Немного придя в себя, Оин вошел в грот. Все было в точности так, как и на древних рисунках. Наковальня, словно выросшая посреди каменного пола. Слева, а не как обычно по центру дальней стены, стоял горн, странный, больше похожий на деревенскую печь. Справа, под рукой — широкая каменная полка, на которой вперемешку лежали инструменты и заготовки. На плоско-зеркальной поверхности наковальни покоился молот-ручник. Гному вдруг показалось, что хозяин кузницы только что был здесь, подождал, пока погаснет огонь, тщательно протер инструмент, саму наковальню — и вышел. Совсем ненадолго, сейчас вернется. Оин взял молот, взвесил в руке. Это действительно молот-ручник. Удобный, как раз Оину по руке.
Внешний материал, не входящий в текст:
PR #1506, opened 2023-03-10
Apply suggestions from clippy 1.68

djc:

PR #1513, opened 2023-03-15
Update clippy lint name

aochagavia:
I saw that the CI was failing for #1510 because of an unrelated clippy issue. This is the fix 😉


aochagavia:
Oops, just saw #1506 ...

PR #1516, opened 2023-03-16
Fallback to not using ECN if IP_TOS is not supported

link2xt:
On Linux <3.13 sendmsg/sendmmsg system calls
return EINVAL without sending anything if they encounter an `IP_TOS` cmsg. To ensure we can still send
on such systems, remember if we got an EINVAL error and switch to "fallback mode" in which we do not try to transmit ECN at all and only use well-supported features.


djc:
Seems reasonable to me!

Ralith (approved):

Ralith:
Thanks!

Не спеша гном стал раздеваться. Снял шлем и кольчугу, отстегнул поножи и наручи. Подумав, снял кожаную, подбитую войлоком рубаху. Вместо нее достал из заплечного мешка кузнечный фартук. Проверил воду в бачке, рядом с горном.

«Ах ты, пропасть, — мысленно выругался Оин. — Угля-то нет».

В сердцах он содрал с себя фартук. Еще раз невнятно выругавшись, он начал натягивать снятую ранее одежду обратно. Чтобы достать уголь потребуется целый день, а может и больше.

Протиснувшись в кольчугу он вдруг ощутил жар, сухой и жгучий, что шел прямо от горна. Недоверчиво потрогал чугунную чашу. Горячая. Все еще с известной долей недоверия он взял с полки первую попавшуюся заготовку и бросил ее на красные кирпичи. Сначала ничего не происходило, но уже через несколько минут гном почувствовал, как нагрелся металл. А еще через столько же времени заготовка засветилась темно-бордовым цветом и продолжала накаляться далее.

Оин знал, что стена перед горном скрывает в себе дверь. Но даже своим умением «чувствовать вещи» он не мог уловить ее присутствия. Во всем мире, это было, наверное, последнее и единственное место, где магия гномов оставалась действительно сильной. Ее присутствие ощущалось всюду. Например, в наковальне, которую, по преданию, вытесал из скалы государь Дарин. В горне, который нагревался сам по себе, без всяких мехов и угля. В молоте-ручнике, что подарил Дарину сам Махал-Создатель и который приходился каждому по руке. Говорят, что этот молот невозможно украсть или даже вынести из кузницы Дарина. Потолок грота скрывался во тьме, стены поднимались на немыслимую высоту. Предания гласили, что волшебным образом этот грот соединен с кузницей Махала, и создатель гномов сверху может наблюдать за работой своих сыновей. Магия была и в двери, которую нельзя было открыть никакими силами.